Девушка не ответила, только прижалась к нему сильнее. Иван все оттягивал тот момент, когда придется все-таки сказать ей о том, что они расстаются. Он не любил женских истерик и слез, не выносил разборок. В Риткиной сумочке запиликал мобильник, девушка протянула руку и нашарила трубку:
– Да, тетя Оля! Нет, я не скоро. А что нужно? В аптеку? Да?! Ну хорошо, зайду, как освобожусь.
Она сунула телефон обратно и обняла Ивана за шею, принимаясь целовать.

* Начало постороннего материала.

PR #6448, opened 2023-08-03
FIX-#6436: Support ~ in paths in IO functions correctly

### LINKED ISSUE #6436: BUG: Some Modin IO functions unnecessary default to pandas on ~path
### Modin version checks

### Reproducible Example

```python
import warnings
import pandas
import modin.pandas as pd
import modin.config as cfg
cfg.Engine.put('python') # to ease debugging

df1 = pandas.DataFrame({'a': [1,2], 'b': [3,4]})
df1.to_csv('~/simple-test-file.csv')

with warnings.catch_warnings(record=True) as warned:
    df2 = pd.read_csv('~/simple-test-file.csv')
df3 = pandas.read_csv('~/simple-test-file.csv')

assert (df2._to_pandas() == df3).all().all()
assert len(warned) == 0, warned[0].message
```

### Issue Description

Pandas supports transparent `~` expansion in IO functions, but Modin is not supporting this pattern everywhere.
In some places we're using `pandas.io.common.get_handle()` which will do this internally, but in others we'll just check for things like `os.path.exists(path)` or `os.path.isdir(path)`, and such checks fail for non-expanded paths, leading to defaulting to pandas for perfectly local files, which could degrade our IO performance significantly.

This also leads to biting some unaware users [like this](https://github.com/MrPowers/pydata-examples/blob/42e9f15b8180a343688ad434209dd881c9861e31/modin/modin_h2o_groupby_queries.ipynb):
image
So later they don't see as much speedup as we were claiming in our docs...

### Expected Behavior

Code example above should not be failing with assertion errors - we should not be defaulting to pandas here.

### Error Logs

<details>

```python-traceback

  File "b.py", line 15, in <module>
    assert len(warned) == 0, warned[0].message
AssertionError: `read_csv` is not currently supported by PandasOnPython, defaulting to pandas implementation.

```

</details>

### Installed Versions

<details>

```
INSTALLED VERSIONS
------------------
commit           : d6eb58911cc3ac6ec788f1d0d4c67b5c38bec297
python           : 3.10.10.final.0
python-bits      : 64
OS               : Windows
OS-release       : 10
Version          : 10.0.22621
machine          : AMD64
processor        : AMD64 Family 25 Model 80 Stepping 0, AuthenticAMD
byteorder        : little
LC_ALL           : None
LANG             : None
LOCALE           : Russian_Russia.1251

Modin dependencies
------------------
modin            : 0.23.0+22.gd6eb5891.dirty
ray              : 2.4.0
dask             : 2023.6.0
distributed      : 2023.6.0
hdk              : None

pandas dependencies
-------------------
pandas           : 2.0.2
numpy            : 1.25.0
pytz             : 2023.3
dateutil         : 2.8.2
setuptools       : 67.6.1
pip              : 23.1.2
Cython           : None
pytest           : 7.3.2
hypothesis       : None
sphinx           : 6.1.3
blosc            : None
feather          : 0.4.1
xlsxwriter       : None
lxml.etree       : 4.9.2
html5lib         : None
pymysql          : None
psycopg2         : 2.9.3
jinja2           : 3.1.2
IPython          : 8.12.0
pandas_datareader: None
bs4              : 4.12.2
bottleneck       : None
brotli           :
fastparquet      : 2022.12.0
fsspec           : 2023.6.0
gcsfs            : None
matplotlib       : 3.7.1
numba            : None
numexpr          : 2.7.3
odfpy            : None
openpyxl         : 3.1.2
pandas_gbq       : 0.15.0
pyarrow          : 12.0.0
pyreadstat       : None
pyxlsb           : None
s3fs             : 2023.6.0
scipy            : 1.10.1
snappy           : None
sqlalchemy       : 1.4.45
tables           : 3.8.0
tabulate         : None
xarray           : 2023.5.0
xlrd             : 2.0.1
zstandard        : None
tzdata           : 2023.3
qtpy             : 2.3.1
pyqt5            : None
```

</details>

vnlitvinov:
## What do these changes do?
Implemented a decorator which would expand user paths (i.g. `~/foo.txt` or `~user/bar.txt`) passed as given argument in the decorated function. This should stop unnecessary defaulting to pandas for some implementations (where we checked that file existed, which it doesn't until one expands the path).

- [x] Resolves #6436, #3180
- [ ] tests added and passing

Note: supersedes #4724.

### DIFF
--- a/modin/experimental/pandas/io.py
+++ b/modin/experimental/pandas/io.py
@@ -177,6 +177,8 @@ def _make_parser_func(sep: str, funcname: str) -> Callable:
     ----------
     sep : str
         The separator default to use for the parser.
+    funcname : str
+        The name of the generated parser function.
 
     Returns
     -------
--- a/modin/experimental/pandas/io.py
+++ b/modin/experimental/pandas/io.py
@@ -25,8 +25,11 @@ from pandas._typing import CompressionOptions, StorageOptions
 from . import DataFrame
 from modin.config import IsExperimental
 from modin.core.storage_formats import BaseQueryCompiler
+from modin.utils import expanduser_path_arg
+from modin.logging import enable_logging
 
 
+@enable_logging
 def read_sql(
     sql,
     con,
@@ -119,6 +122,8 @@ def read_sql(
     return (DataFrame(query_compiler=qc) for qc in result)
 
 
+@expanduser_path_arg("filepath_or_buffer")
+@enable_logging
 def read_custom_text(
     filepath_or_buffer,
     columns,
@@ -164,7 +169,7 @@ def read_custom_text(
 
 
 # CSV and table
-def _make_parser_func(sep: str) -> Callable:
+def _make_parser_func(sep: str, funcname: str) -> Callable:
     """
     Create a parser function from the given sep.
 
@@ -242,7 +247,8 @@ def _make_parser_func(sep: str) -> Callable:
         return _read(**kwargs)
 
     parser_func.__doc__ = _read.__doc__
-    return parser_func
+    parser_func.__name__ = funcname
+    return expanduser_path_arg()(enable_logging(parser_func))
 
 
 def _read(**kwargs) -> DataFrame:
@@ -296,9 +302,11 @@ def _read(**kwargs) -> DataFrame:
     return DataFrame(query_compiler=pd_obj)
 
 
-read_csv_glob = _make_parser_func(sep=",")
+read_csv_glob = _make_parser_func(sep=",", funcname="read_csv_glob")
 
 
+@expanduser_path_arg("filepath_or_buffer")
+@enable_logging
 def read_pickle_distributed(
     filepath_or_buffer,
     compression: Optional[str] = "infer",
@@ -345,6 +353,8 @@ def read_pickle_distributed(
     return DataFrame(query_compiler=FactoryDispatcher.read_pickle_distributed(**kwargs))
 
 
+@expanduser_path_arg("filepath_or_buffer")
+@enable_logging
 def to_pickle_distributed(
     self,
     filepath_or_buffer,
--- a/modin/experimental/pandas/io.py
+++ b/modin/experimental/pandas/io.py
@@ -26,10 +26,8 @@ from . import DataFrame
 from modin.config import IsExperimental
 from modin.core.storage_formats import BaseQueryCompiler
 from modin.utils import expanduser_path_arg
-from modin.logging import enable_logging
 
 
-@enable_logging
 def read_sql(
     sql,
     con,
@@ -123,7 +121,6 @@ def read_sql(
 
 
 @expanduser_path_arg("filepath_or_buffer")
-@enable_logging
 def read_custom_text(
     filepath_or_buffer,
     columns,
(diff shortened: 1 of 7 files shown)


anmyachev:
Should we close the issue https://github.com/modin-project/modin/issues/3180 then?

vnlitvinov:
> Should we close the issue #3180 then?

Uhh, thanks for finding that issue, I vaguely remembered there was one, but wasn't able to find it myself 🙃 
I should also take the tests from the PR that was aimed at closing that issue I guess...

modin/pandas/test/test_io.py
```diff
@@ -1729,6 +1752,18 @@ def test_read_parquet_s3_with_column_partitioning(self, engine):
         )
 
 
+# Leave this test apart from the test classes, which skip the default to pandas
+# warning check. We want to make sure we are NOT defaulting to pandas for a
+# path relative to user home.
+# TODO(https://github.com/modin-project/modin/issues/3655): Get rid of this
+# commment once we turn all default to pandas messages into errors.
+def test_read_parquet_relative_to_user_home(make_parquet_file):
```
anmyachev, line 1760: We should use `@pytest.mark.filterwarnings(default_to_pandas_ignore_string)` for HDK backend.

modin/experimental/pandas/io.py
```diff
@@ -25,8 +25,11 @@
 from . import DataFrame
 from modin.config import IsExperimental
 from modin.core.storage_formats import BaseQueryCompiler
+from modin.utils import expanduser_path_arg
+from modin.logging import enable_logging
 
 
+@enable_logging
```
anmyachev, line 32: We should `enable_logging` add separately, shouldn't?

modin/pandas/test/utils.py
```diff
@@ -977,7 +978,7 @@ def applyier(module, *args, **kwargs):
         return result
 
     def call_eval_general():
-        eval_general(
+        return eval_general(
```
anmyachev, line 981: Why?

Will need to update `eval_io` docstring.

modin/experimental/pandas/io.py
vnlitvinov: technically yes, it's a separate change... though I wanted to ensure all IO functions (both normal and experimental) were decorated identically

modin/pandas/test/utils.py
vnlitvinov: To enable comparison of reading results... though I've just thought of a different way to achieve the same thing, might as well try it, too.

modin/pandas/test/test_io.py
vnlitvinov: I've embedded the check to same place where we check for `Engine.get() == "Python"`

modin/experimental/pandas/io.py
vnlitvinov: but you're right anyway, so I've reverted this change; 1 PR should be about 1 logical change 🙃

modin/pandas/test/utils.py
vnlitvinov: I've changed the way I test for reading, so this change is no longer necessary; I've reverted that

anmyachev (approved):
LGTM!

modin/pandas/test/test_io.py
vnlitvinov: Hmm, that wasn't entirely correct, so I changed it again 🤣

anmyachev (approved):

– Кто звонил? – отвечая на ее поцелуи, спросил Мазей, и Ритка пробормотала:
– Тетка моя… пацаненок заболел, просит в аптеку заехать.
– Что за пацаненок?
– Да отец с полгода назад привез откуда-то, маленький мальчишка, год ему с небольшим. Папаша сказал – без родителей остался…
В голове Ивана что-то тревожно зашевелилось, но Ритка постоянно отвлекала его, сбивала с мысли, и в конце концов Мазей решил не сопротивляться. Какое ему дело до какого-то там мальчишки…
– Рит… – осторожно начал Ванька спустя какое-то время, поглаживая пухлое плечико девчонки. – Слушай… я тут в командировку уезжаю…
– В какую? – пробормотала Ритка, не открывая глаз.
– В дли… – договорить он не успел – дверь квартиры вылетела, вынесенная ударом с площадки, и в комнату ввалились трое в кожанках, и среди них – разъяренный Конь собственной персоной.
– Ах ты, тварь подзаборная! – рявкнул он, выхватывая Маргариту из постели и даже не обращая внимания на то, что та совершенно раздета. – Шлюха, дешевка драная! – Он отвесил девчонке такую оплеуху, что Ритка отлетела к балкону. – И с кем?! С кем, курва безмозглая?! – Конь повернулся к кровати и вперил в Мазея взгляд, не предвещающий ничего хорошего.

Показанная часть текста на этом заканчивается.